EXERCISE BRIEF: Using the records that follow, count the lines containing the word "Scripts" and give that number only.

Dataset entries:
PR #2099, opened 2026-08-25
feat(templates): support rendering strands http template. 

Hweinstock:
### Problem 
We are not able to render real templates yet. 

### Solution 
implement support for `add runtime` in core with the strands python http template as an example. 
- refactored addResources to modify an in-memory agentcore spec for stronger type safety and more flexibility in adding multiple resources. 
- refactored the `template.ts` file into its own directory to make it extensible to future templates. 
- define a `TemplateRenderer` interface that we can implement via handlebars. 

### Testing / Verification
create an agent from this template through create flow, and runtime add flow, then verify dev works for both:

```
bun run compile

./dist/bin/agentcore-linux-x64 project create --name testProject --template strands-python

cd testProject/

../dist/bin/agentcore-linux-x64 project add runtime --name agent2 --template strands-python

../dist/bin/agentcore-linux-x64 project dev

<seperate terminal>

 curl -X POST localhost:8080/invocations -H 'Content-type:
 application/json' -d '{ "prompt": "hello" }'

 curl -X POST localhost:8081/invocations -H 'Content-type:
 application/json' -d '{ "prompt": "hello" }'

```

we get responses on both

- unit tests for all of this. 

### Future Work
This PR does not yet wire up support for memory, credentials for non-bedrock providers, or other templates. These will all be follow-ups, but their extension should be hopefully obvious based on the shape setup by the PR. 

Also, we want to support overriding runtimeName on a template within the create flow (comment from previous PR that wasn't fully addressed here, but should be easy to support now with dynamic templates).


src/assets/templates/strands-http-python/pyproject.toml
```diff
@@ -0,0 +1,31 @@
...
+requires = ["hatchling ~= 1.27.0"]
+build-backend = "hatchling.build"
+
+[project]
+name = "{{ name }}"
+version = "0.1.0"
+description = "AgentCore Runtime Application using Strands SDK"
+readme = "README.md"
+requires-python = ">=3.10"
+dependencies = [
```
Hweinstock, line 11: tweaked some version numbers here, and swapped it to use compatible release so that templates shouldn't break. https://packaging.python.org/en/latest/specifications/version-specifiers/#version-specifiers-compatible-release

src/core/project/manager.tsx
```diff
@@ -217,27 +234,34 @@ export class FsProjectManager implements ProjectManager {
...
+      }
+      case "memory": {
+        projectSpec.memories.push(parseResource(MemorySchema, input.resourceConfig));
+        break;
+      }
       case "gateway":
-        newResources.push(resourceConfig);
+        projectSpec.agentCoreGateways.push(input.resourceConfig);
         break;
       case "gateway-target": {
```
Hweinstock, line 248: we have to explicitly case them to avoid casting here. This allows us to validate up-front, which is redundant, but does allow us to differentiate when our input causes a bad config, and when a config is already bad so I think its worth it since zod parsing is cheap.

Hweinstock:
Windows tests unrelated, tracked in https://github.com/aws/agentcore-cli/issues/2110.

src/assets/templates/strands-http-python/main.py
```diff
@@ -0,0 +1,714 @@
+from typing import Any
```
Hweinstock, line 1: i copied these source files as is, but I wonder if there's room to simplify. It'd be great if they were human readable.

src/core/project/templates/project.ts
```diff
@@ -0,0 +1,71 @@
...
+
+type CreateProjectConfig = {
+  assetSource: AssetSource;
+  templateRenderer: TemplateRenderer;
+};
+/** Scaffold a project from scratch, with optional support for rendering a runtime with the project. **/
+export async function createProjectTree(
+  config: CreateProjectConfig,
+  input: { projectName: string },
+  options?: { runtime?: ScaffoldRuntimeInput },
```
Hweinstock, line 17: if we decide to add harness here, it should be a pretty straightforward change since they both share the `TemplateResolver` return type.

src/core/project/manager.tsx
```diff
@@ -248,15 +270,11 @@ export class FsProjectManager implements ProjectManager {
...
-
-    // Validate and write inside the same boundary so a rejected spec rolls back
-    // staged side effects (.env.local, scaffolded files) rather than leaving them.
     let newProjectSpec: z.infer<typeof ProjectSpecSchema>;
     try {
-      const newSpecParseResult = ProjectSpecSchema.safeParse(newSpec);
+      const newSpecParseResult = ProjectSpecSchema.safeParse(projectSpec);
       if (!newSpecParseResult.success)
-        throw new InputValidationError(z.prettifyError(newSpecParseResult.error), {
+        throw new ProjectStateError(z.prettifyError(newSpecParseResult.error), {
```
Hweinstock, line 272: we now know based on above that our new entries parsed, but the existing config is invalid so we don't throw an input validation anymore.

src/assets/templates/strands-http-python/README.md
```diff
@@ -0,0 +1,46 @@
...
+If installation was successful, a virtual environment is already created with dependencies installed.
+
+Activate the environment with `source .venv/bin/activate` on macOS/Linux, `.venv\Scripts\activate.bat` in Windows
+Command Prompt, or `.\.venv\Scripts\activate.ps1` in Windows PowerShell.
+
+`agentcore project dev` will start a local server on 0.0.0.0:8080.
+
+In a new terminal, you can invoke that server with:
+
+`agentcore project invoke --dev "What can you do"`
```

EXERCISE OUTPUT: 2